* **Exercise**
Your answer should be the entries, repeated exactly.

(Saved entries)
PR #714, opened 2022-12-21
Fix reporter page block load elements error

### LINKED ISSUE #597: Having more than 2 elements in a reporter page block is giving an error
When I configure a reporter page block to have two elements, for example metrics and table, when I save the second element I am receiving the error `Failed to run report: expecting at most one definition, got 2`. Even though this error is displayed it looks like everything is functioning well.

https://user-images.githubusercontent.com/53232926/205629572-d9b5b8bf-2c00-4851-b883-48bb4351c23a.webm

KinyaElGrande:

More than one load element can be added to the reporter page block without   getting 
 `expecting at most one definition, got [number of elements]`  error message.

Fixes https://github.com/cortezaproject/corteza/issues/597

### DIFF
--- a/client/web/reporter/src/components/Report/Blocks/index.vue
+++ b/client/web/reporter/src/components/Report/Blocks/index.vue
@@ -188,10 +188,14 @@ export default {
       this.dataframes = {}
       const frames = []
 
-      this.block.elements.forEach((element) => {
+      this.block.elements.forEach((element, key) => {
         element = reporter.DisplayElementMaker(element)
 
         if (element && element.kind !== 'Text') {
+          if (element.elementID === '0') {
+            element.elementID = `${key}`
+          }
+
           const { dataframes = [] } = element.reportDefinitions(this.getScenarioDefinition(element))
 
           frames.push(...dataframes.filter(({ source }) => source))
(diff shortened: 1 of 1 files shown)


client/web/reporter/src/components/Report/Blocks/index.vue
```diff
@@ -188,10 +188,14 @@ export default {
       this.dataframes = {}
       const frames = []
 
-      this.block.elements.forEach((element) => {
+      this.block.elements.forEach((element, key) => {
         element = reporter.DisplayElementMaker(element)
 
         if (element && element.kind !== 'Text') {
+          if (element.elementID === '0') {
```
Fajfa, line 195: If it works its probably by accident, since how does the element.elementID match any names if that's not whats in the block element names

client/web/reporter/src/components/Report/Blocks/index.vue
```diff
@@ -188,10 +188,14 @@ export default {
...
+            element.elementID = key.toString()
```
Fajfa: Can be simplified by just doing `${key}`

client/web/reporter/src/components/Report/Blocks/index.vue
KinyaElGrande: `element.reportDefinitions` will assign the element.elementID to element's name https://github.com/cortezaproject/corteza/blob/79b414ecdbe85c9080b6ae12a5b4d220aeaba23a/client/web/reporter/src/components/Report/Blocks/index.vue#L199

* **Exercise answer**
PR #714, opened 2022-12-21
Fix reporter page block load elements error

### LINKED ISSUE #597: Having more than 2 elements in a reporter page block is giving an error
When I configure a reporter page block to have two elements, for example metrics and table, when I save the second element I am receiving the error `Failed to run report: expecting at most one definition, got 2`. Even though this error is displayed it looks like everything is functioning well.

https://user-images.githubusercontent.com/53232926/205629572-d9b5b8bf-2c00-4851-b883-48bb4351c23a.webm

KinyaElGrande:

More than one load element can be added to the reporter page block without   getting 
 `expecting at most one definition, got [number of elements]`  error message.

Fixes https://github.com/cortezaproject/corteza/issues/597

### DIFF
--- a/client/web/reporter/src/components/Report/Blocks/index.vue
+++ b/client/web/reporter/src/components/Report/Blocks/index.vue
@@ -188,10 +188,14 @@ export default {
       this.dataframes = {}
       const frames = []
 
-      this.block.elements.forEach((element) => {
+      this.block.elements.forEach((element, key) => {
         element = reporter.DisplayElementMaker(element)
 
         if (element && element.kind !== 'Text') {
+          if (element.elementID === '0') {
+            element.elementID = `${key}`
+          }
+
           const { dataframes = [] } = element.reportDefinitions(this.getScenarioDefinition(element))
 
           frames.push(...dataframes.filter(({ source }) => source))
(diff shortened: 1 of 1 files shown)


client/web/reporter/src/components/Report/Blocks/index.vue
```diff
@@ -188,10 +188,14 @@ export default {
       this.dataframes = {}
       const frames = []
 
-      this.block.elements.forEach((element) => {
+      this.block.elements.forEach((element, key) => {
         element = reporter.DisplayElementMaker(element)
 
         if (element && element.kind !== 'Text') {
+          if (element.elementID === '0') {
```
Fajfa, line 195: If it works its probably by accident, since how does the element.elementID match any names if that's not whats in the block element names

client/web/reporter/src/components/Report/Blocks/index.vue
```diff
@@ -188,10 +188,14 @@ export default {
...
+            element.elementID = key.toString()
```
Fajfa: Can be simplified by just doing `${key}`

client/web/reporter/src/components/Report/Blocks/index.vue
KinyaElGrande: `element.reportDefinitions` will assign the element.elementID to element's name https://github.com/cortezaproject/corteza/blob/79b414ecdbe85c9080b6ae12a5b4d220aeaba23a/client/web/reporter/src/components/Report/Blocks/index.vue#L199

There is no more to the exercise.